Can you observe the different correlation trends in above visualization?

To see how each of the variables is correlated with the target variable, we will use the `corr()` method provided by `Pandas`.

In [None]:
#### complete your code below
#### check if features are highly correlated with Wins(`df['W']`) (>.5)


You can observe some features are __highly__ correlated with Wins.

However, that is not the whole picture - for instance, `RA_per_game` is not highly correlated with Wins. In fact, a feature can be __highly__ and __negatively__ correlated with your target.

So the correct code should reflect that.

In [None]:
#### complete your code below
#### check if features are highly correlated with Wins(`df['W']`) (>.5 or <-.5)


Now you can observe a few more are __highly__ correlated with Wins, such as `RA_per_game`.

Above code is equivalent to:

In [None]:
s1 = df.corr()['W'] > 0.5 
s2 = df.corr()['W'] < -0.5
s1 | s2 # logical OR

Now we can create a new dataframe `data_features` that only contains useful features (excluding the target and unwanted features).

In [None]:
#Creating a new dataframe excluding the target variable 

attributes = ['G','R','AB','H','2B','3B','HR','BB','SO','SB','RA','ER','ERA','CG',
             'SHO','SV','IPouts','HA','HRA','BBA','SOA','E','DP','FP','decade_1910','decade_1920',
              'decade_1930','decade_1940','decade_1950','decade_1960','decade_1970','decade_1980',
              'decade_1990','decade_2000','decade_2010','R_per_game','RA_per_game','rpg']

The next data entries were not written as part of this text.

PR #434, opened 2025-04-01
fix(react/runtime): ensure `ref` lifecycle events run after `firstScreen`

Yradex:
## Summary

This PR fixes a critical issue in the React runtime's lifecycle event handling, specifically in the background thread async render mode. The problem was that ref lifecycle events were being triggered before firstScreen events, which could lead to undefined refs when components try to access them.

The root cause was in the event ordering in the background thread. In the async render mode, we need to ensure that firstScreen events complete before ref events are processed, as components may depend on the firstScreen state being fully initialized.

The fix ensures proper event ordering by:
1. Modifying the lifecycle event delay mechanism
2. Updating the ref event handling to wait for firstScreen completion
3. Adding comprehensive test cases to verify the correct event sequence

This change improves the reliability of component initialization and ref handling in the background thread, preventing potential undefined ref errors that could occur during component mounting.

## Checklist

### DIFF
--- a/.changeset/petite-bobcats-travel.md
+++ b/.changeset/petite-bobcats-travel.md
@@ -1,0 +1,7 @@
+---
+"@lynx-js/react": patch
+---
+
+fix: ensure ref lifecycle events run after firstScreen in the background thread
+
+This patch fixes an issue where ref lifecycle events were running before firstScreen events in the background thread async render mode, which could cause refs to be undefined when components try to access them.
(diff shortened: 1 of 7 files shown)


.changeset/petite-bobcats-travel.md
```diff
@@ -0,0 +1,7 @@
+---
+"@lynx-js/react": patch
+---
+
+fix: ensure ref lifecycle events run after firstScreen in the background thread
+
+This patch fixes an issue where ref lifecycle events were running before firstScreen events in the background thread async render mode, which could cause refs to be undefined when components try to access them.
```
hzy, line 7: > an issue where ref lifecycle events were running before firstScreen events

Can I assume that this only happens when using ref inside a `<list/>`?

hzy (approved):

.changeset/petite-bobcats-travel.md
Yradex: ✅

PR #435, opened 2025-04-01
fix: add enableCSSInvalidation for encodeCSS of css HMR

upupming:
## Checklist


colinaaa (approved):
LGTM. But I think we need to find a way in the future to use the encode options of this compilation.

PR #438, opened 2025-04-01
fix(timing): The pipeline timing is not described correctly

partholon:
## Summary

lynx.performance.OnPipelineStart add param pipeline_options to convert more info like pipelineOrigin, dsl and stage.

When the pipeline is started by the framework, actively mark the start and end time of MtsRender.

Add FrameworkRenderingTiming typing

## Checklist


packages/react/runtime/src/lynx/performance.ts
```diff
@@ -22,8 +22,19 @@ enum PerformanceTimingKeys {
   patch_changes_end,
   hydrate_parse_snapshot_start,
   hydrate_parse_snapshot_end,
+  mtsRenderStart,
```
colinaaa, line 25: Can we use the same naming convention?
```suggestion
  mts_render_start,
```

packages/react/runtime/src/lynx/performance.ts
```diff
@@ -22,8 +22,19 @@ enum PerformanceTimingKeys {
...
+  mtsRenderEnd,
```
colinaaa, line 26:
```suggestion
  mts_render_end,
```

packages/react/runtime/src/lynx/performance.ts
```diff
@@ -22,8 +22,19 @@ enum PerformanceTimingKeys {
...
 }
 
+const PerformanceTimingFlags = {
+  reactLynxHydrate: 'react_lynx_hydrate',
+};
```
colinaaa: To make it more strict in type, use `as const`

```suggestion
} as const;
```

packages/react/runtime/src/lynx/performance.ts
```diff
@@ -22,8 +22,19 @@ enum PerformanceTimingKeys {
...
+
+const PipelineOrigins = {
+  reactLynxHydrate: 'reactLynxHydrate',
+  updateTriggeredByBts: 'updateTriggeredByBts',
+};
```
colinaaa: ditto
```suggestion
} as const;
```

packages/react/runtime/src/lynx/performance.ts
```diff
@@ -65,11 +76,18 @@ function markTimingLegacy(key: PerformanceTimingKeys, timingFlag_?: string): voi
   lynx.getNativeApp().markTiming?.(timingFlag!, PerformanceTimingKeys[key]);
 }
 
-function beginPipeline(needTimestamps: boolean, timingFlag?: string): void {
+function beginPipeline(needTimestamps: boolean, pipelineOrigin: string, timingFlag?: string): void {
```
colinaaa: Use strict type instead
```suggestion
function beginPipeline(needTimestamps: boolean, pipelineOrigin: PipelineOrigins[keyof PipelineOrigins], timingFlag?: string): void {
```

packages/react/runtime/src/lynx/performance.ts
```diff
@@ -65,11 +76,18 @@ function markTimingLegacy(key: PerformanceTimingKeys, timingFlag_?: string): voi
...
   globalPipelineOptions = lynx.performance?._generatePipelineOptions?.();
   if (globalPipelineOptions) {
     globalPipelineOptions.needTimestamps = needTimestamps;
-    lynx.performance?._onPipelineStart?.(globalPipelineOptions.pipelineID);
+    globalPipelineOptions.pipelineOrigin = pipelineOrigin;
+    globalPipelineOptions.dsl = 'reactLynx';
+    if (pipelineOrigin === PipelineOrigins.reactLynxHydrate) {
```
colinaaa: Use switch-case instead. So that we can make sure that we already handling all possible values of `PipelineOrigins`

colinaaa (changes requested):

packages/react/runtime/src/lynx/performance.ts
partholon: There is a topic here. The SDK Performance API uses camel case style, such as "[PipelineEntry](https://lynxjs.org/zh/api/lynx-api/performance-api/performance-entry/pipeline-entry.html)." Should we modify the timing keys in the framework to camel case as well, and let the SDK ensure compatibility with the old interfaces? (However, this will cause an issue where the new version of the framework combined with the old version of the SDK will lead to changes in the parameter style received by the client.)

partholon: Based on the discussion, we will make a breaking change to performance tracking: change all tracking point names to the camel case style expected by the Performance API.

colinaaa (dismissed):
LGTM

Yradex (dismissed):

hzy (approved):

colinaaa (approved):

PR #472, opened 2025-04-03
feat(web-elements): integrate web-security for input sanitization

BronzonTech-Cloud:
## Summary
This change integrates the web-security module with web-elements to provide automatic input sanitization, creating a robust defense against XSS attacks at the input level.

### Dependencies Added
- Enhanced the `package.json` of `web-elements` to include dependencies on:
  - `@lynx-js/web-constants`
  - `@lynx-js/web-core`
  - `@lynx-js/web-security`
- Introduced corresponding entries in `pnpm-lock.yaml` to ensure consistent dependency versions

### Technical Changes
1. **Added `sanitizeInput` Function Integration**
   - Imported the `sanitizeInput` function from `@lynx-js/web-security` module
   - Integrated the function into both `XInputEvents` and `XTextareaEvents` classes
   - Applied sanitization at the input source to prevent XSS attacks

2. **Event Handling Improvements**
   - Added event interception to prevent raw input events from propagating
   - Implemented the `blockHtmlEvent` method to stop original events
   - Created sanitized event dispatching to ensure only clean data is processed
   - Enhanced type safety through TypeScript types for events

3. **Sanitization Configuration**
   - Added support for configurable sanitization levels via attributes
   - Implemented default sanitization behavior that can be overridden
   - Created performance optimizations to minimize processing overhead

4. **Error Handling**
   - Added robust error handling to gracefully manage sanitization failures
   - Implemented logging for potentially dangerous input attempts

## Security Benefits
- **Automatic Protection**: All user input is automatically sanitized without requiring manual developer intervention
- **XSS Prevention**: Strips potentially dangerous content like script tags, event handlers, and JavaScript URIs
- **Defense in Depth**: Works in conjunction with other security measures like CSP for multi-layered protection
- **Consistent Security**: Ensures all input elements follow the same security standards across the application

## Usage Example
```typescript
// Example of how sanitized input is now handled automatically
const inputElement = document.createElement('x-input');
document.body.appendChild(inputElement);

// Behind the scenes, when a user types:
// <script>alert('xss')</script>
// The sanitized value will be:
// alert('xss')

// No additional code required - sanitization happens automatically
```

This implementation significantly improves the security posture of applications using web-elements by sanitizing user input at the source, before it can be processed by the application.

### DIFF
--- a/.changeset/all-melons-fall.md
+++ b/.changeset/all-melons-fall.md
@@ -1,0 +1,11 @@
+---
+"@lynx-js/web-mainthread-apis": patch
+"@lynx-js/web-worker-runtime": patch
+"@lynx-js/web-constants": patch
+"@lynx-js/web-webpack-plugin": patch
+"@lynx-js/web-core": patch
+---
+
+feat: support mts event handler (1/n)
+
+now the main-thread:bind handler could be invoked. The params of the handler will be implemented later.
--- a/packages/web-platform/web-constants/src/constants.ts
+++ b/packages/web-platform/web-constants/src/constants.ts
@@ -20,4 +20,6 @@ export const __lynx_timing_flag = '__lynx_timing_flag' as const;
 
 export const globalMuteableVars = [
   'registerDataProcessor',
+  'registerWorkletInternal',
+  'lynxWorkletImpl',
 ] as const;
--- a/packages/web-platform/web-core/src/utils/loadTemplate.ts
+++ b/packages/web-platform/web-core/src/utils/loadTemplate.ts
@@ -98,6 +98,7 @@ const mainThreadInjectVars = [
   '__SetCSSId',
   '__OnLifecycleEvent',
   '__FlushElementTree',
+  '__LoadLepusChunk',
 ];
 
 const backgroundInjectVars = [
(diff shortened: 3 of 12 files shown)


packages/web-platform/web-elements/src/XTextarea/XTextareaEvents.ts
```diff
@@ -5,122 +5,159 @@
...
-  }
+  #blockHtmlEvent = (e: InputEvent) => {
+    e.stopPropagation();
+    const textareaElement = this.#getTextareaElement() as HTMLTextAreaElement;
+    this.#prevBlockDomEnv.value = textareaElement.value;
+    this.#prevBlockDomEnv.selectionStart = textareaElement.selectionStart;
+    const inputEvent = new CustomEvent('input', {
+      ...commonComponentEventSetting,
+      detail: {
+        value: sanitizeInput(this.#prevBlockDomEnv.value), // Sanitize textarea input
```
PupilTong: Could you explain where is the vulnerability? Developer's Lynx code is running in a web worker. It cannot access the DOM therefore the `innerHTML` cannot be assigned by the lynx code.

data_features = df[attributes]

# check the first 5 rows of `data_features`
data_features.head()

We can use following code to determine what columns are excluded in `data_features`.

In [None]:
set(df.columns) - set(data_features.columns)

I believe we complete the data preparation phase of the analysis.

Let's save the processed data to CSV files so that we can re-use it in part 3.

In [None]:
# save all features to a CSV file `baseball_analytics_features.csv`
data_features.to_csv('../ba545-data/baseball_analytics_features.csv')

# don't forget to save the target variable to another CSV file `baseball_analytics_target.csv`
df['Win_bins'].to_csv('../ba545-data/baseball_analytics_target.csv')

# we also want to save the # of wins in the original data for further analysis
df['W'].to_csv('../ba545-data/baseball_analytics_wins.csv')

That's all for part 2. Please make sure your sync the complete notebook to your github repo for submission.